# Cage cubes/grids - where to find some in NZ!



## smiledreamlove (May 31, 2011)

Hi,
I house a baby rabbit and guinea pig in my room, and love building the grid cages however, the ones gifted to me have been left outside and the coverings peeled off... whilst sturdy and both animals are safe in them, every time I move them around, more bits of the plastic coating (or whatever it is) comes off and leaves chips through my room... not only is that annoying, but they aren't the most attractive things to look at and I do worry about their strength loosening without the coating. 

I live in Christchurch and I have looked all over at places like the Plastic Box, Bunnings, Mitre 10 etc for some grids, but even TradeMe doesn't seem to have any!
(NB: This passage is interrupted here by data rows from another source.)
PR #22147, opened 2025-01-30
Accessibility: improve screenreader navigation

schrd:
### What does this PR do?

It improves user experience for screen reader users.

Add h2 elements to several elements of the user interface so users can consistently jump between them. This makes navigation consistent with other parts of the BBB UI such as the user panel.

### How to test

In NVDA press `h` to open the headings navigation. There are new targets for talking indicator area, camera area (not translated yet), actions bar and icons on the top right corner of the screen.

### More

I could not yet figure out how to make the `Cameras` string translatable. Hints would be apreciated.

### DIFF
--- a/bigbluebutton-html5/imports/ui/components/presentation/component.jsx
+++ b/bigbluebutton-html5/imports/ui/components/presentation/component.jsx
@@ -52,6 +52,10 @@ const intlMessages = defineMessages({
     id: 'app.presentation.emptySlideContent',
     description: 'No content available for slide',
   },
+  presentationHeader: {
+    id: 'playback.player.presentation.wrapper.aria',
+    description: 'Aria label for header navigation',
+  },
 });
 
 const { isSafari } = browserInfo;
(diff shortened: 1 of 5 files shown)


KDSBrowne (approved):
Tested and it works well. The only issue was already mentioned about localizing the string in the webcam component.

This should be able to be done using the `useIntl` 
https://github.com/bigbluebutton/bigbluebutton/blob/v3.0.x-release/bigbluebutton-html5/imports/ui/components/about/component.jsx#L45

bigbluebutton-html5/imports/ui/components/presentation/component.jsx
```diff
@@ -850,6 +854,7 @@ class Presentation extends PureComponent {
                 : null,
           }}
         >
+          <h2 class="sr-only">{intl.formatMessage(intlMessages.presentationHeader)}</h2>
```
antobinary, line 857:
```suggestion
          <h2 className="sr-only">{intl.formatMessage(intlMessages.presentationHeader)}</h2>
```

based on ESLint complaints

> /home/runner/work/bigbluebutton/bigbluebutton/bigbluebutton-html5/imports/ui/components/webcam/component.tsx
>   283:19  error  Unknown property 'class' found, use 'className' instead  react/no-unknown-property

antobinary:
Thank you!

Would dearly love to buy some and get them shipped here, but by the time you add up the conversion costs from US and shipping, it gets a little too pricey.

Is there anywhere in NZ that sells them? It seems so weird why no one does, when they make such neat storage selves when not used for bunbuns or guinea pigs! 

Thanks heaps in advance!


----------



## Jaded (May 31, 2011)

Have you tried Animatesor the Warehouse Stationery?


----------



## ravenflower (Jun 1, 2011)

Hi there can you show us an example of what you are talking about?? then we might be able to help you.


----------



## Anaira (Jun 1, 2011)

I know someone who got some, but I can't remember where she got them. lol. She's in Tauranga anyway.

But can't you just sand them and spray paint them?


----------



## smiledreamlove (Jun 1, 2011)

Because they were left outside some of the bars have surface rust. I have used those parts at bits both of them cannot reach for now but with it chipping off it's rather frustrating!!


----------



## Anaira (Jun 1, 2011)

Surface rust is ok, it just sands off. Then three layers of paint, and your good to go. I've done it with rat cages. 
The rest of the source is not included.